Have a bunch of cool people that go up together and do trips together including mt. collective pass this year and last year.


----------



## Damaged (Feb 23, 2013)

a combo pass sounds like a good deal. didn't even know there were passes like that. Ive heard of good things about mammoth. I will plan to go there if I can get a long weekend.

It would be great to meet other boarders. I rode alone almost 90% of the time last season and although I enjoy the freedom, the small talk on the chair lift gets kind of repetitive. I'm still on the east coast but I will hopefully be in cali before winter.


----------



## ridinbend (Aug 2, 2012)

Damaged said:


> a combo pass sounds like a good deal. didn't even know there were passes like that. Ive heard of good things about mammoth. I will plan to go there if I can get a long weekend.
> 
> It would be great to meet other boarders.

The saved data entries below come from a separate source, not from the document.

PR #613, opened 2020-04-24
update to include initial state

vasilich6107:
In case of resolving from cache the 'loading' initial state show the
loading indicator each time the query renders.

Moved cache instantiation out of `_client` to make cache work.
Otherwise cache instance was always recreated.

### Breaking changes

- no breaking changes

#### Fixes / Enhancements

- Updated - bloc sample to include initial state
- Fixed - moved cache instantiation out of `_client` to make cache work


vasilich6107:
@micimize @mainawycliffe 

Now it's your turn ;-)

vasilich6107:
Thanks!

PR #630, opened 2020-05-09
fix: in memory html fails if it gets a future

olafura:
#### Fixes / Enhancements
Currently the star wars example is broken when using flutter web, this fixes it.

I'm not able to get the star wars server running because the angle graphql server is trying to access the message of a typeerror. But I tested it with a javascript version. Don't know if it functions completely but at least it doesn't break as badly.


micimize:
outdated by `4.0.0-beta.1` – please try there and if there's still an issue we'll go from there

micimize:
This was for #717 I believe

PR #635, opened 2020-05-13
fix(client): FetchMoreOptions bug with operator precedence

nivekz:
This PR fixes a bug in FetchMoreOptions's constructor that will throw when documentNode parameter is non-null, which is due to `??` having higher precedence than `? :`.

### Breaking changes

- There should be NO breaking change because:
  - When documentNode is non-null, old code will throw (but wrongly), new code will not
  - When documentNode is null, both code will give the same result

Note: I feel that it might be better for this PR to merge into master instead of into beta, since it is a pure non-breaking bug fix.


micimize:
@nivekz would merge this into `master` if you want to handle changing the base – github couldn't do it automatically

nivekz:
@micimize Yes, I have changed the base to `master`.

I rode alone almost 90% of the time last season and although I enjoy the freedom, the small talk on the chair lift gets kind of repetitive. I'm still on the east coast but I will hopefully be in cali before winter.


Cross your fingers El Niño delivers to S. Cal.


----------



## Dirrty (Oct 6, 2014)

Has anyone mentioned Mammoth yet? No seriously, go to Mammoth. No shortage of runs, well made park, lift lines are reasonable, you can do tricks off or over some of the cat racks without out having to really go out of your way and some fairly dry snow by cali standards. Seriously to get a plane ticket from the San Jose is less than a hundred dollars and lift ticket around the same and comparable hotel room. Check how much the flights are from So Cal or better yet just make the drive. Sonora pass is closed during the winter so Nor Cal has to drive to nevada or fly.

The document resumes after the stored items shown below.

PR #681, opened 2020-06-27
fix: run onError callback before onCompleted

ronaldcurtis:
Fixes https://github.com/zino-app/graphql-flutter/issues/680 https://github.com/zino-app/graphql-flutter/issues/643

**Fixes / Enhancements**
As a developer executing a mutation request
When I receive an error from the server
Then I should be able to react to this error in the onError callback, before the onCompleted callback is run.

**Example use case:**
In my app, I allow the user to update his/her username. And then I Navigator.of(context).pop to the previous route after the mutation. But I don't want to pop the screen if there's an error. Instead I want to be able to show some kind of error message.

### DIFF
--- a/packages/graphql/lib/src/core/query_options.dart
+++ b/packages/graphql/lib/src/core/query_options.dart
@@ -178,7 +178,7 @@ class MutationCallbacks {
   // callbacks will be called against each result in the stream,
   // which should then rebroadcast queries with the appropriate optimism
   Iterable<OnData> get callbacks =>
-      <OnData>[onCompleted, update, onError].where(notNull);
+      <OnData>[onError, update, onCompleted].where(notNull);
 
   // Todo: probably move this to its own class
   OnData get onCompleted {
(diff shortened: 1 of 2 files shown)


ronaldcurtis:
I've confirmed that this fixes the problem described

micimize:
It's not just that we should call `onCompleted` first – we should wrap `onCompleted` and `update` in exception handling, and call `onError` with any errors thrown, closer to what [apollo does](https://github.com/apollographql/apollo-client/blob/4a74e29cb64c7d013d55f05873d8567dd4b95aee/src/react/data/MutationData.ts#L71-L79) 
```typescript
    return this.mutate(mutationFunctionOptions)
      .then((response: FetchResult<TData>) => {
        this.onMutationCompleted(response, mutationId);
        return response;
      })
      .catch((error: ApolloError) => {
        this.onMutationError(error, mutationId);
        if (!this.getOptions().onError) throw error;
      });
```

Prices subject to change. Please call ahead to check availability.


----------



## ridinbend (Aug 2, 2012)

Dirrty said:


> Has anyone mentioned Mammoth yet?


Really? Did you read anything in this thread?


----------



## Dirrty (Oct 6, 2014)

Dirrty said:


> Has anyone mentioned Mammoth yet? No seriously, go to Mammoth.




Yea just trying to be cheeky. Sorry to waste your time.


----------



## chomps1211 (Mar 30, 2011)

Speaking of "reading the post!!" Has anyone noticed the OP was asking about "_Southern_" Cali resorts! Having lived in both So & Nor Cal,..! The OP better be more specific about where he considers living in "So" Cal. 

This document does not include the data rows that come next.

PR #696, opened 2020-07-24
Beta synced with master

micimize:
Rebasing `beta` against `master` in prep for merge


micimize:
Expected there to be deeper-cutting changes, but ok. Will see how this changes the diff of `beta -> master`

Mammoth is _NOT_ exactly a SoCal resort! It may or may not (arguably) be the _best_ resort in CA., But it sure as hell ain't a _SoCal_ resort! It's what? About a 7-8 hour drive from LA? When the road conditions, weather is good? 


Big bear,… Now _that's_ a true SoCal resort! (…although I don't think many would call it the best!) :shrug:


----------



## Damaged (Feb 23, 2013)

I probably wouldn't say Mammoth is in southern california but from what I googled, it was about 5 hours from where I live which isn't too bad of a drive. It would be like driving up to Killington from NY. 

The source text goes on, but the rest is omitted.